English barristers, German lawyers and the aftermath of the mis-selling scandal

19 March 2015

German banking lawyers and English barristers analyse legal aftermath of mis-selling scandals

Hugh Mercer QC

Hugh Mercer QC
Vice-Chairman, Bar Council International Committee

In the heart of Frankfurt, on the site vacated some years before by the Nazi-sympathising IG Farben, stands a series of Bauhaus-inspired modern buildings which together form the Goethe Universitaet Frankfurt.

Dr Rolf Friedewald - whose title is not dean but managing director of the House of Finance - welcomes us warmly, keen to extend the links between legal business and the law section of his faculty. 

The International Committee of the Bar Council has teamed up with the Banking and Capital Markets Association of the Deutscher Anwaltverein to showcase at a joint seminar on 19 February 2015, the role of barristers in dealing with cases and regulatory issues arising from financial mis-selling in England and Germany.  But the key to the event is teamwork between the participants.  A telcon some months ago refined the topics and served as an introduction to the speakers who also exchanged their papers a few days in advance.

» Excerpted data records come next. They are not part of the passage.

PR #1438, opened 2023-06-29
tighten up Shortcut API detector

zubairk14:
fix missing api key, tighten up regex pattern, use response body check


pkg/detectors/shortcut/shortcut.go
```diff
@@ -48,23 +48,33 @@ func (s Scanner) FromData(ctx context.Context, verify bool, data []byte) (result
 		}
 
 		if verify {
-			req, err := http.NewRequestWithContext(ctx, "GET", "https://api.app.shortcut.com/api/v3/projects", nil)
```
zubairk14, line 51: not every key will have a project, but every key will at a minimum have a member

pkg/detectors/shortcut/shortcut_test.go
```diff
@@ -19,7 +19,7 @@ import (
 func TestShortcut_FromChunk(t *testing.T) {
 	ctx, cancel := context.WithTimeout(context.Background(), time.Second*5)
 	defer cancel()
-	testSecrets, err := common.GetSecret(ctx, "trufflehog-testing", "detectors2")
+	testSecrets, err := common.GetSecret(ctx, "trufflehog-testing", "detectors5")
```
zubairk14, line 22: shortcut api keys were not in detectors2 file

dustin-decker (approved):
Nice improvement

With a diplomatically worded introduction ably crafted in a blend of German and English by Christian Wisskirchen, Head of Policy: International, the point is clearly made to the fifty plus lawyers from a mix of law firms and in-house roles from cities in a two hour radius around Frankfurt that all have direct access to barristers for their legal advice.

The first session focuses on regulatory approaches in the two countries and highlights the differing understanding in the UK and Germany of the same EU directive, MIFID.  Hearing German views on a secret agreement negotiated by banks and the British Government in one field of mis-selling gives rise to a lively debate.  Case law is given pride of place in the second session as we learn that the principal regulatory obligations for financial products sold in Germany have been set out not, as one might expect in a code (as in FSMA), but in a series of decisions of the Federal Supreme Court starting with the "Bond" decision in 1993.  Moreover fundamental regulatory principles, such as restrictions on kickbacks due to conflict of interest issues, are given effect by the civil law in Germany, a development which has not yet been reached in the UK.

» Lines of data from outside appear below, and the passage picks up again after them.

PR #1439, opened 2023-06-29
remove HEAD from git diff command, rename unstaged to staged

zricethezav:
This PR addresses a few things:

1. the function name `Unstaged` should be `Staged` since `--cached` is a synomom for `--staged` according to this [git diff documentation](https://git-scm.com/docs/git-diff):

> git diff [<options>] --cached [--merge-base] [<commit>] [--] [<path>…​]
> This form is to view the changes you staged for the next commit relative to the named <commit>. Typically you would want comparison with the latest commit, so if you do not give <commit>, it defaults to HEAD. If HEAD does not exist (e.g. unborn branches) and <commit> is not given, it shows all staged changes. --staged is a synonym of --cached.
> 

2. Removes `HEAD` from the `git diff -p` arguments since `git diff` will default to `HEAD` if no refs are present. In my testing this change fixes this issue https://github.com/trufflesecurity/trufflehog/issues/1403 

> Typically you would want comparison with the latest commit, so if you do not give <commit>, it defaults to HEAD. If HEAD does not exist (e.g. unborn branches) and <commit> is not given, it shows all staged changes


dustin-decker (approved):
Nice find on the HEAD change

Though the content is subject-specific, the style is transferable to most fields:  first, long-range planning and discussion of topics to permit adequate publicity on both sides; second, short presentations on a comparative law basis informing overseas colleagues of the essence of the subject followed by lively discussion of the knottier issues;  third, true cooperation in the conception of the event avoids any impression of our parking our tanks on our colleagues' lawns; fourth, allowance of time for networking through early arrival, generous coffee break and a drinks reception to follow.

Sure, if the German colleagues are looking for contractual documentation according to English law for a swap transaction, they are likely to look to the London City law firms.  But for advice on prospects and strategy in contemplated litigation, this kind of event provides another string to their bow in the shape of the barristers they have met in Frankfurt.   The International Committee is not aiming to replace the activities of the British-German Jurists, Combar or indeed the European Circuit of the Bar from whom the blueprint for this event has been borrowed on the strength of thirteen years of experience flying the flag for the Bar around Europe.  However, by the time that the European Circuit runs its annual conference in Berlin in September 2015, the Bar's flag will have been clearly visible to a large part of the German legal community.

And meanwhile, preparations in the International Committee continue apace for a further foray into Europe, this time to Warsaw at later date in 2015.  The subject focus this time - as agreed with our Polish colleagues who recall an earlier visit by the European Circuit - will be criminal and family law.  A combination of high levels of Polish immigration to the UK and the lack of discretion given to Polish prosecutors with regard to European Arrest Warrants means that both topics are timely.  Though obtaining a speaking slot is a good reason to go, it should not be regarded as essential.  Well-chaired events permit interventions from the floor and networking time is assured.  If you were looking for a slightly different angle on your criminal or family practice, perhaps the cost of an overnight stay in Warsaw might serve as a catalyst for change.